*** Begin section ***

PR #48, opened 2023-01-03
Add tabs to genesis lesson on mobile

GBKS:
This PR introduces a tabbed layout on mobile where the user can switch between seeing the lesson info or code. Both at once can only be seen on desktop (no tabs there).

👳🏻[Check the preview](https://saving-satoshi-git-feature-genesis-respon-44c3c2-saving-satoshi.vercel.app/chapters/chapter-1/genesis)👲🏻

- Adds the 'react-responsive' module to more easily handle screen-size specific layouts
- Adds tabs to the genesis page on mobile only
- Splits up the genesis lesson into sub-components so they can be individually shown and hidden based on which tab is selected
- Lots of style tweaks to more closely match the Figma file

Designs:
image

It's a very common thing to show slightly different UI on mobile and desktop, but it seems to take a lot of extra code overhead to do this. First we need the `react-responsive` library. Then we need to hide stuff until the page is rendered once before showing content to avoid hydration errors (server-rendered HTML won't match client-rendered HTML because the server doesn't know what the client environment is). Would be awesome if this code could be packaged into a helper tool or so, but I don't know React well enough.

I am also curious if we can re-use layout styling. We have a few page templates for lessons. Ideally we can avoid copy/pasting the same layout Tailwind classes (e.g. `flex grow md:items-center max-w-[840px] px-4 py-8`) all over the place and instead have a single class like `-lesson-wrap` that bundles these definitions. Will have to see what a good way is to do that. That can be a separate PR.

### DIFF
--- a/app/chapters/[slug]/genesis/info.tsx
+++ b/app/chapters/[slug]/genesis/info.tsx
@@ -1,0 +1,31 @@
+import { BoxButton } from 'components/ui/BoxButton'
+
+export const Info = ({
+  isSmallScreen,
+  genesis
+}: {
+  isSmallScreen: boolean,
+  genesis: any
+}) => {
+  return (
+    <div className="
+      flex
+      flex-col
+      gap-6
+      grow
+      px-4
+      py-6
+      max-w-[840px]
+      md:justify-center
+    ">
+      <div
+        className="genesis text-white font-nunito"
+        dangerouslySetInnerHTML={{ __html: genesis.body.html }}
+      ></div>
+      <BoxButton
+        href="https://blockstream.info/block/000000000019d6689c085ae165831e934ff763ae46a2a6c172b3f1b60a8ce26f"
+        external={true}
+      >View Block 0</BoxButton>
+    </div>
+  )
+}
--- a/app/chapters/[slug]/genesis/info.tsx
+++ b/app/chapters/[slug]/genesis/info.tsx
@@ -1,10 +1,8 @@
 import { BoxButton } from 'components/ui/BoxButton'
 
 export const Info = ({
-  isSmallScreen,
   genesis
 }: {
-  isSmallScreen: boolean,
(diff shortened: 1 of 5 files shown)


app/chapters/[slug]/genesis/info.tsx
```diff
@@ -0,0 +1,31 @@
+import { BoxButton } from 'components/ui/BoxButton'
+
+export const Info = ({
+  isSmallScreen,
+  genesis
+}: {
+  isSmallScreen: boolean,
```
Comment (aureleoules) [inline app/chapters/[slug]/genesis/info.tsx:7]: This doesn't seem used.

aureleoules (approved):
Looks good.

I'm a bit skeptical about adding a js lib to handle to responsiveness but it does seem to make it easier to conditionally display some elements so I'm ok with it.

app/chapters/[slug]/genesis/info.tsx
Comment (GBKS) [reply app/chapters/[slug]/genesis/info.tsx]: I removed that line.

I also think it's a bit overkill to add a dedicated library for this. Just trying to do things the react way, and this is what was recommended in the blog posts I found.

app/chapters/[slug]/genesis/page.tsx
```diff
@@ -23,103 +21,57 @@ function getGenesis() {
...
+          items={tabData}
+          activeId={activeTab}
+          onChange={setActiveTab}
+          classes="px-4 py-2 w-full"
+          stretch={true}
+        />
+      )}
+      {(!isSmallScreen || (isSmallScreen && activeTab == 'info')) && (
+        <Info
+          isSmallScreen={isSmallScreen}
```
Comment (aureleoules) [inline app/chapters/[slug]/genesis/page.tsx:63]: should also remove this

Comment (GBKS) [reply app/chapters/[slug]/genesis/page.tsx]: Done.

aureleoules (approved):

*** End section ***

Take from the listing every line in which the word "handle" appears.

RESPONSE
- Adds the 'react-responsive' module to more easily handle screen-size specific layouts
I'm a bit skeptical about adding a js lib to handle to responsiveness but it does seem to make it easier to conditionally display some elements so I'm ok with it.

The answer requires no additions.